The Tzer Island book blog features book reviews written by TChris, the blog's founder.  I hope the blog will help readers discover good books and avoid bad books.  I am a reader, not a book publicist.  This blog does not exist to promote particular books, authors, or publishers.  I therefore do not participate in "virtual book tours" or conduct author interviews.  You will find no contests or giveaways here.

The blog's nonexclusive focus is on literary/mainstream fiction, thriller/crime/spy novels, and science fiction.  While the reviews cover books old and new, in and out of print, the blog does try to direct attention to books that have been recently published.  Reviews of new (or newly reprinted) books generally appear every Monday, Wednesday, and Friday.  Reviews of older books appear on occasional weekends.  Readers are invited and encouraged to comment.  See About Tzer Island for more information about this blog, its categorization of reviews, and its rating system.

Friday
May082020

Hammer to Fall by John Lawton

Published by Atlantic Monthly Press on March 10, 2020

Hammer to Fall is the third Joe Wilderness novel, but I have not been so fortunate as to read the first two. John Lawton has an unusual take on the spy novel genre. Wilderness (whose birth name is Holderness) is a bit of a rogue, a patriot when necessary and a hustler when opportunity presents itself. Spying suits his personality because he’s a born deceiver, but so does filling his safe with ill-gotten currency. The story is amusing for that reason, but it is far from a comedy. Hammer to Fall creates suspense in the best tradition of spy novels, including a couple of classic prisoner exchanges on bridges.

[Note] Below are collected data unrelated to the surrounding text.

PR #613, opened 2026-07-30
fix: close CUDA CLI command branch

yunwei37:
## Summary

- close the CUDA-only `run-on-cuda` command branch before the fallback `else`
- restore compilation of `bpftimetool` when `BPFTIME_ENABLE_CUDA_ATTACH=ON`

## Validation

- `cmake -B /tmp/bpftime-cuda-cli.JlWUeK -S . -DCMAKE_BUILD_TYPE=Debug -DBPFTIME_LLVM_JIT=YES -DBPFTIME_ENABLE_CUDA_ATTACH=ON -DBPFTIME_CUDA_ROOT=/usr/local/cuda -DLLVM_DIR=/usr/lib/llvm-15/lib/cmake/llvm`
- `cmake --build /tmp/bpftime-cuda-cli.JlWUeK --target bpftimetool -j2`

The missing brace was exposed by the GPU build job in PR #612.

### DIFF
--- a/tools/bpftimetool/main.cpp
+++ b/tools/bpftimetool/main.cpp
@@ -371,6 +371,7 @@ int main(int argc, char *argv[])
 			}
 			return 1;
 		}
+	}
 	#endif
 	else {
 		cerr << "Invalid subcommand " << cmd << endl;


yunwei37:
Reviewed exact head `64cbd480edad93a3edf7594bd089e6ee28c062e0` with both required independent passes. Neither found a blocker. Both verified that the added brace closes only the CUDA-gated `run-on-cuda` branch; the CUDA-disabled preprocessed control flow is unchanged.

The diff is one production line (`+1/-0`) with no helper, fixture, test, workflow, API, default, dependency, or documentation change, so it is already the minimum possible fix. A local CUDA-enabled `bpftimetool` build passes, and the previously failing `build-bpftime-gpu` check is now green. Remaining checks are still running. GitHub reviews, inline comments, review threads, and Copilot comments were also checked; none are present.

yunwei37:
为啥不放在那个 branch? 干嘛不关掉这个?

The novel has many moving parts and covers a significant span of time. Central characters weave in and out of each other’s lives as the story unfolds.

Joe begins the novel as a Schieber (black marketeer). In 1948, Joe is a Russian-speaking British corporal who does business with Eddie Clark and an American named Frank Spoleto, selling stolen coffee to a Russian named Kostya Zolotukhin. Kostya’s mother is a general in the NKVD known as the Red Widow. She rips off Joe and the Schiebers in a deal for peanut butter, leaving Kostya to face their wrath.

Spoleto goes on to be a CIA agent. Joe’s lover at the time is woman named Nell Burkhardt who was “raised by thieves and whores back in London’s East End” yet has a moral compass that Joe lacks.

Fast forward to 1966 and Joe is a field agent for MI6 who has seemingly misplaced a Soviet agent named Bernard Alleyn during a prisoner exchange. What actually happened to Alleyn plays a key role in the novel’s resolution. As punishment for apparently bungling his mission, Joe is sent to Finland, where nothing is happening. Joe passes the time by reengaging with Kostya in a black-market vodka operation until he stumbles upon information that might suggest an actual Soviet plot against the West. Along the way Joe gives a career assist to a bright woman named Janis Bell.

Joe next travels to Prague after the Soviet invasion of Czechoslovakia, posing as a tractor salesman. The Prague station chief, whose wife slugged a Russian spy, is spirited away and replaced by an old friend of Joe. Another old friend, Freddie Troy, who also has a feisty wife, goes to Prague as the UK ambassador. All of this leads to the story’s culmination, which circles to the beginning and brings back characters from Joe’s past in another tense scene on a bridge between East and West.

Lawton’s characters have a realistic (not to say cynical) view of the world that they sometimes express with a bit of snark. For example, when Troy is told that his mission in Prague is to show support for democratic rebels while quietly turning most of them over to the Russians because “we can’t put up tents on the embassy lawn” to house them all, Troy asks why it is important to demonstrate support publicly if “in private you’re getting ready to dump them.” Of course, Troy’s wife promptly puts up tents in the embassy lawn.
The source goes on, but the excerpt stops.